The blocks under the HWM are the blocks that will be read when the table is fully scanned.
The (HWM) high water mark for an Oracle table is a construct that shows the table at its greatest size.
The Oracle table has a high water mark that shows the greatest size of the table, the point at which it consumed the most extents.
As a table undergoes deletes and updates, rows shrink and table data blocks become empty. For performance reasons, Oracle keeps the high water mark for a table rather than re-calculate the high water mark after blocks at the "end" of the table (the last extent) becomes empty.

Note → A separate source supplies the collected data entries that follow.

PR #124, opened 2019-04-05
test speed of univalence using it to compute funext

martinescardo:


Alizter:
How does it compare to the proof of funext in cubical type theory?

martinescardo:
> How does it compare to the proof of funext in cubical type theory?

Difficult to say. The type checking of the file is instant.

mortberg:
I'll merge this, but some results should be moved to Foundations

PR #128, opened 2019-04-10
Two relatively simple consequences of isProp

WorldSEnder:
We notice that we not only have `isProp→PathP` but that this `PathP` is actually contractible.

This PR also includes `isProp→isContr≡` which is the non-indexed variant of the above.

Prove this without J or is it fine as is?

### DIFF
--- a/Cubical/Foundations/HLevels.agda
+++ b/Cubical/Foundations/HLevels.agda
@@ -231,10 +231,10 @@ isContrPartial→isContr : ∀ {ℓ} {A : Set ℓ}
                        → (∀ u → u ≡ (extend i1 λ { _ → u}))
                        → isContr A
 isContrPartial→isContr {A = A} extend law
-  = x , λ y → law x ∙ (λ i → Aux.v y i) ∙ sym (law y)
-    where x = extend i0 empty
+  = ex , λ y → law ex ∙ (λ i → Aux.v y i) ∙ sym (law y)
+    where ex = extend i0 empty
           module Aux (y : A) (i : I) where
             φ = ~ i ∨ i
             u : Partial φ A
-            u = λ { (i = i0) → x ; (i = i1) → y }
+            u = λ { (i = i0) → ex ; (i = i1) → y }
             v = extend φ u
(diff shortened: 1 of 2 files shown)


L-TChen:
You may find the same kind of proofs in Foundations.HLevels. A while ago I moved some of them to Prelude to move dependency on HLevels since those are used heavily in other modules. 

@mortberg once said he wanted to reorganise the library so that Prelude only includes essential stuff to run Cubical Agda.

WorldSEnder:
I see `isContrPath` which is not quite the same as `isProp→isContr≡` (in this commit) but actually a composition of `isContr→isProp` and `isProp→isContr≡`. It would make sense to move the definitions there. Currently `isProp→PathP` is used in Foundations.Equiv which would be my guess as to why it remains in the Prelude?

L-TChen:
> Currently `isProp→PathP` is used in Foundations.Equiv which would be my guess as to why it remains in the Prelude?

Yes. And there are more instances like this or something confusing, see #100 for details.

Cubical/Foundations/HLevels.agda
```diff
@@ -64,11 +65,26 @@ isContrSigma {A = A} {B = B} (a , p) q =
      , ( λ x i → p (x .fst) i
        , h (p (x .fst) i) (transp (λ j → B (p (x .fst) (i ∨ ~ j))) i (x .snd)) i))
 
+isProp→isPropPathP : (∀ a → isProp (B a))
```
mortberg: Wouldn't it be more natural to prove this using https://github.com/agda/cubical/blob/master/Cubical/Core/Prelude.agda#L172 ?

You get two PathP's, convert them to Path with transp using that lemma and then use isPropB ?

WorldSEnder: I'm not sure what you mean. Wouldn't one need to first show that `toPathP` is an equivalence since applying isPropB to the transported path otherwise can't be pulled back?

mortberg: Ah right, nevermind.

PR #131, opened 2019-04-10
Refactor Core

mortberg:
I took the opportunity with few open PRs to refactor the library. I mainly moved all of the mathematical content out of the Core and to Foundations so that the Core now only exports the basic cubical primitives. This way the Core is really the Core of the library and all of the mathematical content start in Foundations. 

This PR doesn't add any new mathematics, it's just a lot of moving of files and fixing imports.


L-TChen:
Wow, great. 

I see some modules import Cubical.Core.Primitives but it has been exported publicly by Prelude already. Given that Prelude is the main module one need to start using Cubical Agda, perhaps it makes sense simply call it Cubical.Prelude?

Alizter:
Would it be a good time to rename Set to Type?

mortberg:
> Would it be a good time to rename Set to Type?

Not in this PR. I don't like to mix large scale refactoring with any other changes. But once this PR is merged we should be able to do this.

mortberg:
> Wow, great.
> 
> I see some modules import Cubical.Core.Primitives but it has been exported publicly by Prelude already. Given that Prelude is the main module one need to start using Cubical Agda, perhaps it makes sense simply call it Cubical.Prelude?

Good point, I will remove the extraneous imports. I might merge the contents of the Prelude into more suitable places in other files in Foundations, so let's keep the name as it is for now.

Issue #118, opened 2019-03-29
Rename Set to Type


Alizter:
It is rather unfortunate that Agda calls its univereses `Set`. Renaming it to `Type` will be much more readable.

 1. We need a good way to rename `Set` into `Type`.
 2. We need to go about replacing all occurrences of `Set` with `Type`.

I have no idea how these will be achieved in Agda. Some people discussed possible solutions in #77 so let's collect them here and discuss.

L-TChen:
Simply adding the following code to `Core.Prelude` would do the trick as suggested in https://github.com/agda/cubical/issues/77#issuecomment-473402355

```
Type : (ℓ : Level) → Set (ℓ-suc ℓ)
Type ℓ = Set ℓ

Type0 : Type (ℓ-suc ℓ-zero)
Type0 = Type ℓ-zero
```

Since `Set` is a keyword, replacing every token `Set` with `Type` if followed by a token except `→` or `Set` with `Type0` if followed by `→` or nothing, should be okay. Alright, maybe I can do it later ...

martinescardo:
You may not like my solution, but it does look close to e.g. the HoTT book, and so I suggest in here just in case:

https://www.cs.bham.ac.uk/~mhe/HoTT-UF-in-Agda-Lecture-Notes/MLTT-Agda.html#universes

L-TChen:
> You may not like my solution, but it does look close to e.g. the HoTT book, and so I suggest it here just in case:
>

For example assume that you have a million row table that takes 29 seconds to read. After deleting 897,000 rows, a full scan on the table will still take 29 seconds. This is because the table high water mark is not re-set after delete operations.
Challenges with high water mark
The issue with the high water mark is that full-table scans will always read up to the high water mark, even though Oracle may be reading through many empty blocks that were 1) allocated to the table, 2) used for rows, and 3) then deleted.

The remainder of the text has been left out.